Give only category as the output
[[Example]]
**Baby Products**
In the above prompt, we provided definitions for the categories that were causing classification issues. Let’s check the samples to see if it can now correctly classify:
Even with explicit differences outlined in the prompt, the LLM model still misclassifies some categories. This is because the dataset is broad, with subtle distinctions between similar categories like “Electronics” versus “All Electronics” and “Baby” versus “Baby Products.” However, while the system has improved for some descriptions, it still struggles with categories that appear similar.

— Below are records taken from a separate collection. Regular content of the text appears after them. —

PR #151, opened 2025-07-29
Add ResolvedTable

ryannedolan:
## Summary

- Added `ResolvedTable` class.
- Added `HoptimatorConnection.resolve()` method.
- Added `!resolve foo.bar` CLI command.

## Details

In order to use Hoptimator's table resolution machinery in external catalog implementations (e.g. a Flink catalog), we need the ability to resolve table schemas / row types and connector configurations over a JDBC connection. For convenience purposes, this PR pulls together such metadata into a new `ResolvedTable` class, including an Avro-encoded schema.

Connector configurations are left as a TODO, since this machinery is still a work in progress elsewhere.

A new `!resolve` CLI command dumps this new metadata.

## Testing done

```
: Hoptimator> !resolve ADS.AD_CLICKS
Avro schema:

{
  "type" : "record",
  "name" : "ad_clicks",
  "namespace" : "com.linkedin.ads",
  "doc" : "RecordType(VARCHAR CAMPAIGN_URN, VARCHAR MEMBER_URN)",
  "fields" : [ {
    "name" : "CAMPAIGN_URN",
    "type" : [ "null", "string" ],
    "doc" : "CAMPAIGN_URN VARCHAR"
  }, {
    "name" : "MEMBER_URN",
    "type" : [ "null", "string" ],
    "doc" : "MEMBER_URN VARCHAR"
  } ]
}
```

### DIFF
--- a/hoptimator-jdbc/src/main/java/com/linkedin/hoptimator/jdbc/HoptimatorConnection.java
+++ b/hoptimator-jdbc/src/main/java/com/linkedin/hoptimator/jdbc/HoptimatorConnection.java
@@ -4,7 +4,10 @@ import java.sql.PreparedStatement;
 import java.sql.SQLException;
 import java.sql.Statement;
 import java.util.ArrayList;
+import java.util.Collections;
 import java.util.List;
+import java.util.Locale;
+import java.util.Map;
 import java.util.Properties;
 import java.util.stream.Collectors;
 
@@ -13,6 +16,7 @@ import org.apache.calcite.jdbc.CalcitePrepare;
 import org.apache.calcite.plan.RelOptMaterialization;
 import org.apache.calcite.rel.RelNode;
 
+import com.linkedin.hoptimator.avro.AvroConverter;
 import com.linkedin.hoptimator.util.DelegatingConnection;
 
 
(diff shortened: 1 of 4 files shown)


hoptimator-jdbc/src/main/java/com/linkedin/hoptimator/jdbc/HoptimatorConnection.java
```diff
@@ -28,6 +32,26 @@ public HoptimatorConnection(CalciteConnection connection, Properties connectionP
...
+      RelNode tableRel = HoptimatorDriver.convert(this, tableSql).root.rel;
+      String namespace = "com.linkedin."
+            + tablePath.stream()
+            .map(x -> x.toLowerCase(Locale.ROOT))
+            .limit(tablePath.size() - 1)
+            .collect(Collectors.joining("."));
+      String schemaName = tablePath.get(tablePath.size() - 1).toLowerCase(Locale.ROOT);
+      org.apache.avro.Schema avroSchema = AvroConverter.avro(namespace, schemaName, tableRel.getRowType());
+      // TODO: generate source and sink configs via ConnectionService
+      return new ResolvedTable(tablePath, avroSchema, Collections.emptyMap(), Collections.emptyMap());
```
jogrogan, line 49: Is the intention to provide the configs as if the tablePath would be used as a source or sink? And then whoever is using the table resolver will select the one they need?

ryannedolan: Yes. From the perspective of the data plane (e.g. a Flink catalog) we don't know how a table will be used until it is used. So we resolve for both situations, and the data plane can choose one or both as needed.

The connector configs may use the same or different physical connectors. For example, table templates could construct a table that reads with Iceberg and writes with Kafka. Theoretically, the source connector may itself be "hybrid", e.g. it could start reading from Iceberg and cutover to Kafka.

jogrogan: Sounds reasonable to me. Should be pretty easy to add the ConnectionService call too. Might get a little awkward because some schemas can be used as a source and not a sink and maybe vice versa but as long as it's obvious to the user (empty map or null?) it should be fine.

PR #156, opened 2025-08-01
Fix nested array conversion

skolasan:
RelDataType to avro conversion fails for nested Array of Structs due to null being passed to sanitize function. This change fixes the issue by adding a default recordName for array and map types


ryannedolan:
Thanks!

PR #181, opened 2025-12-10
Fix loading namespace from kubectl

ryannedolan:
## Summary

- Fixed incorrect loading of namespace from kubeconfig.

## Details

How to tackle These Problem?
Below are some approaches to solve the classification problem:
- Refine the Prompt: We can include examples in the prompt, but since the dataset is vast and contains many descriptions, adding too many examples would make the prompt lengthy and ineffective.
- Fine-Tuning: Fine-tuning the model on our dataset allows it to learn from our specific data, but this approach is both costly and time-consuming.
- Retrieval-Augmented Generation (RAG): This is the most promising approach. By providing relevant examples through tool calls, it is cost-effective, though it may still require some time.
- Training From Scratch: This approach offers full control and precise customization for our task, but it still requires significant expertise and regular updates—especially if new categories emerge, which might necessitate retraining the model.